Dekker, 1987, proposed that profiled immersion gratings (A-IG) could be used to further improve spectral resolution. Later scholars also mentioned such concepts and applications, but currently there are various IG-based spectroscopy devices that are dominated by the plane of normal incidence for immersion mode applications and less for a-IG applications.
Because the spectral resolution improvement of IG and A-IG is proportional to the refractive index of the material, and the refractive index of the infrared spectrum material is higher, the spectral resolution of the material can be greatly improved in an IG mode, but for the visible spectrum section, the refractive index of the material is relatively lower, and the advantage of IG is not obvious, so that the IG is mainly used for the infrared spectrum section at present. However, a-IG can further improve the spectral resolution on the basis of IG, which will be beneficial to extend the advantages of the immersion mode to the visible spectrum. The spectral information and polarization information of IG-or a-IG-based polarization spectroscopy devices are typically obtained from two different sub-elements, respectively. At present, the application research of A-IG is not deep, and especially, a scheme of obtaining linearly polarized light by utilizing the polarizing characteristic of Brewster angle so as to combine a polarizer and a grating into a whole does not appear.
Disclosure of Invention
The invention aims to provide a super-resolution polarization spectrum imaging device based on a special-shaped immersion grating, and aims to solve the technical problems.

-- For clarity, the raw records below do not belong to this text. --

Issue #111, opened 2016-07-07
Support for "files drop" feature


schiessle:
Nextcloud allows you to create public link shares where the users don't see the file listing but can only upload files. This is how it looks like in the web interface:

![filedrop](https://cloud.githubusercontent.com/assets/1589737/16657742/d103b50e-4463-11e6-8721-294b79818db0.png)

If a public link is created and the "Allow editing" permission was set a additional check box shows up, "Hide file listing". If activated it removes the "read" permissions, so it is a simple permissions change which can already be done by the OCS API. Of course this option only exists for folders.

tobiasKaminsky:
How is this "remove read permission" done:
https://doc.owncloud.org/server/8.2/developer_manual/core/ocs-share-api.html#create-a-new-share
1 = read; 2 = update; 4 = create; 8 = delete; 16 = share; 31 = all

are those values summed up like chmod (1, 2, 4)?
Or can I explicitly remove read?

AndyScherzinger:
Besides the necessary app change we might then also need a library change to support this.

tobiasKaminsky:
I do not think as we can currently edit the permission value mentioned above.
So it is only a question to which value I have to change it and not how I can do it ;)

tobiasKaminsky:
So this is working :)
I have just to do some minor UI things.

AndyScherzinger:
Happy to help with any kind of UI implementation necessary :)

AndyScherzinger:
@schiessle can you clearify https://github.com/nextcloud/android/issues/188 with @jancborchardt 
and/or @LukasReschke this matter blocks this issue since the implementation is done and tested but this open question remains.

schiessle:
@AndyScherzinger As others say at #188 I think it is OK to show such a warning

PR #141, opened 2016-07-21
Files drop

tobiasKaminsky:
according to #111 

TODO:

- [x] check for capabilities: https://github.com/nextcloud/server/pull/888 
- [x] show compatibility pop up #188

### DIFF
--- a/AndroidManifest.xml
+++ b/AndroidManifest.xml
@@ -20,8 +20,8 @@
 -->
 <manifest xmlns:android="http://schemas.android.com/apk/res/android"
     package="com.owncloud.android"
-    android:versionCode="10020099"
-    android:versionName="1.2.0">
+    android:versionCode="10030001"
+    android:versionName="1.3.0 RC1">
 
     <uses-sdk
         android:minSdkVersion="14"
--- a/build.gradle
+++ b/build.gradle
@@ -33,7 +33,7 @@ dependencies {
     /// dependencies for app building
     compile name: 'touch-image-view'
 
-    compile 'com.github.nextcloud:android-library:1.0.6'
+    compile 'com.github.nextcloud:android-library:1.0.7'
     compile "com.android.support:support-v4:${supportLibraryVersion}"
     compile "com.android.support:design:${supportLibraryVersion}"
     compile 'com.jakewharton:disklrucache:2.0.2'
--- a/res/layout/share_file_layout.xml
+++ b/res/layout/share_file_layout.xml
@@ -191,6 +191,40 @@
                 </RelativeLayout>
 
                 <RelativeLayout
+                    android:id="@+id/shareViaLinkHideListPermissionSection"
+                    android:layout_width="match_parent"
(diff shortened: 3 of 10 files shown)


AndyScherzinger:
This is an incompatible feature, right?
So we need some kind of feature detection for this if we want the app to still work well with oC backends. (which of course we could decide not to, but for now I would try to stay compatible).

tobiasKaminsky:
This is nextcloud app for nextcloud server so it is fine for me ;-)
What is your opinion? @jancborchardt @przybylski

tobiasKaminsky:
IMPORTANT: Do we need a server version check for nextcloud? When was this feature introduced...? @schiessle

mar1u5:
It was introduced with 9.0.50 ...

tobiasKaminsky:
Ah, great :)
For me there is no need to have a version check against ownCloud.
If user should ever use the nextcloud app with an ownCloud server they should know that things can be broken.

mar1u5:
I agree with you @tobiasKaminsky

AndyScherzinger:
Found one (minor) issue:

1. choose folder to share
2. activate "share link"
3. activate "allow editing"
4. activate "hide file listing"
5. deactivate "share link"

Issue: all "sub options" get hidden except for "hide file listing" which is still visible and set to active. This is just a UI thing though. In the background the folder got properly un-shared!

Spacefish:
I would display a warning during the initial account adding inside the app,
which tells the user, that owncloud might be incompatible and that he may
want to upgrade his server to next cloud.. however we loose all the users
which may use the next cloud app but can't control the server installation
(coorporate or educational users mainly)

Am 02.08.2016 17:11 schrieb "Andy Scherzinger" <notifications@github.com>:

AndyScherzinger:
Issue https://github.com/nextcloud/android/pull/141#issuecomment-236935431 has been fixed

AndyScherzinger:
found it and fixed it in https://github.com/nextcloud/android/pull/141/commits/0faa786b2eae1df7307b79e9f34be5decc45a180

AndyScherzinger:
So tested and code reviewed: :+1:

AndyScherzinger:
@tobiasKaminsky do you think we can get a compatibility pop up done before the release so we can also ship this one? as in implement #188

tobiasKaminsky:
@AndyScherzinger ready for test. 
You will need https://github.com/nextcloud/android-library/pull/16

AndyScherzinger:
android lib has been merged, published via jitpack and referenced in this PR, see my latest commit.

Can test it right now since Android Studio went nuts and corrupts the installation on the phone atm... :(

AndyScherzinger:
Got it installed but never reached the check you implemented (not sure what is happening on my phone...). So my tests are negative at the moment :(

Will give it another try tomorrow.

AndyScherzinger:
Code review and tests successful, waiting for the build to complete.

PR #143, opened 2016-07-21
Pinch zoom

tobiasKaminsky:
pinch in/out to get more/less columns in grid view.

TODO
- [x] does not remember column numbers if apps closes
- [x] column number is resetted during rotation
- [ ] looks ugly right after zooming out until refresh


src/com/owncloud/android/ui/fragment/ExtendedListFragment.java
```diff
@@ -224,6 +274,10 @@ public void onSaveInstanceState(Bundle savedInstanceState) {
         savedInstanceState.putIntegerArrayList(KEY_TOPS, mTops);
         savedInstanceState.putInt(KEY_HEIGHT_CELL, mHeightCell);
         savedInstanceState.putString(KEY_EMPTY_LIST_MESSAGE, getEmptyViewText());
+
+        SharedPreferences.Editor editor = PreferenceManager
+                .getDefaultSharedPreferences(getContext()).edit();
+        editor.putFloat(GRID_COLUMNS, mScale).apply();
```
AndyScherzinger: should extract that to a helper function in our own/existing PreferenceManager implementation.

AndyScherzinger:
rebased to today's master.

Open issue: proper persistence/loading of grid column number. It gets lost during rotation and also during app restart.

AndyScherzinger:
I could fix two of the issues, while:
- [ ] looks ugly right after zooming out until refresh

remains open and I haven't found a way to fix this :( from what I read the ```invalidaViews()``` call should do the job)

tobiasKaminsky:
Updated.
@AndyScherzinger maybe you have time to have a look into this refreshing thing?

AndyScherzinger:
@tobiasKaminsky is this PR still valid? Looking at the fact that we plan to move on to recycler view I am unsure if it'll then need a slightly different implementation and also if that resolved the render issue still present? What do you think?

tobiasKaminsky:
I doubt that we will move to recycler view within the next months :/
But I do not not know how much changes needs to be done.
Storing column size, and such, should stay the same.
So I think, we can integrate it and then transfer it...

tobiasKaminsky:
The remaining refreshing "bug" is only happening when you swipe in/out. 
If you then scroll it will vanish.
As I tried it several times to fix it, I vote for adding this now.
When we switch to recycler view this bug will vanish.

Are you ok with this?

AndyScherzinger:
I am fine with this! Could you also fix the last remaining codacy issue? :)

AndyScherzinger:
👍 for merge

tobiasKaminsky:
@mario are you fine with merging this?

AndyScherzinger:
@tobiasKaminsky build fails...

```
/drone/src/github.com/*****/android/src/main/java/com/owncloud/android/ui/fragment/ExtendedListFragment.java:222: error: cannot find symbol
            if (getResources().getConfiguration().orientation == ORIENTATION_LANDSCAPE) {
                                                                 ^
  symbol:   variable ORIENTATION_LANDSCAPE
location: class ExtendedListFragment
```

AndyScherzinger:
👍 re-approved, awaiting @mario's approval/merge 🚀

mario:
@tobiasKaminsky @AndyScherzinger it says that one task still isn't done? 

" looks ugly right after zooming out until refresh"

AndyScherzinger:
> "looks ugly right after zooming out until refresh"

best way to fix this is using a recycler view and so Tobias and I think it is fine to leave it like this until we move to recycler view.

mario:
@AndyScherzinger ok. Please come to IRC too, I need you for a brief minute.

mario:
👍

AndyScherzinger:
Will be there in ~15 minutes

Issue #145, opened 2016-07-21
Upload -> no possibility to go back


tobiasKaminsky:
When I select "Uploads" in main menu, tapping on "All files" or "Uploads" doesn't do anything.
Other than that, switching between the two works ok.

tobiasKaminsky:
@AndyScherzinger this is yours ;)

AndyScherzinger:
I'll have a look. 

Big Thank you for reporting this!!! Sorry for any inconvenience caused!

AndyScherzinger:
Any info on device and Android version?

tobiasKaminsky:
I have reproduced it with an emulator and android 6.

michalmiddleton:
There issue was on Android 6.0.1 on Nexus 6p. Sorry for not being specific..

AndyScherzinger:
No worries @michalmiddleton, This is going to be fixed in the next release candidate :+1:

tobiasKaminsky:
This is now in RC2, available soon.

PR #146, opened 2016-07-21
#145 Let user go back from upload activity

przybylski:
I am not happy with the way of solving this, but I see it as a hotfix


tobiasKaminsky:
Let us wait if @AndyScherzinger has a better approach as he has written the new drawer part.

AndyScherzinger:
here is my approach #148

przybylski:
my approach sux, @AndyScherzinger's is much better, closing

PR #621, opened 2017-02-03
reformatting Code

tobiasKaminsky:
I used this option.
As you can see *no* rearrange code as this was changing way too much (in my opinion).

screenshot_20170203_154906


AndyScherzinger:
@tobiasKaminsky Where do I find these settings? BTW: The reformatting also changed the translation files.

mario:
I actually like "Rearrange code", I just don't like <p> stuff that happens with reformatting :-/

tobiasKaminsky:
"Re-arrange code" destroyed the order of comments, e.g. a comment was not right above the variable it should describe.
What do you not like on "reformatting"? Theoretically we can define our own code/style guide, but then we must make (somehow) sure that this is used by AndroidStudio automatically.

The linearly polarized light is obtained by utilizing the polarizing characteristic of the Brewster angle, so that the polarizer and the grating are combined into a whole; the spectral resolution can be improved by n2And n is the refractive index of the material of the special-shaped immersion grating, so that the application advantage of the immersion grating can be expanded from the infrared spectrum band to the visible spectrum band with relatively low material refractive index.
In order to achieve the purpose, the invention adopts the following technical scheme:
a super-resolution polarization spectrum imaging device based on a special-shaped immersion grating comprises: the device comprises an incident slit, a collimating mirror-focusing lens, a special-shaped immersion grating, a focusing lens and a detector; the incident slit is arranged in front of the collimating mirror-focusing lens, and the incident light can enter the collimating mirror-focusing lens through the incident slit; the special-shaped immersion grating is arranged behind the collimating mirror-focusing lens, and emergent light of the collimating mirror-focusing lens can be shot into the special-shaped immersion grating; the focusing lens is arranged on a reflection light path of the special-shaped immersion grating, the reflection light of the special-shaped immersion grating can be shot into the focusing lens, and the emergent light dispersed by the special-shaped immersion grating can be shot into the collimating lens-the focusing lens; the number of the detectors is multiple; the detector is arranged behind the focusing lens and in front of the collimating mirror-focusing lens and used for collecting reflected light information of the special-shaped immersion grating passing through the focusing lens and emergent light information of the special-shaped immersion grating dispersed by the collimating mirror-focusing lens; wherein, the special-shaped immersion grating is a special-shaped immersion grating (BAIG) based on a Brewster angle.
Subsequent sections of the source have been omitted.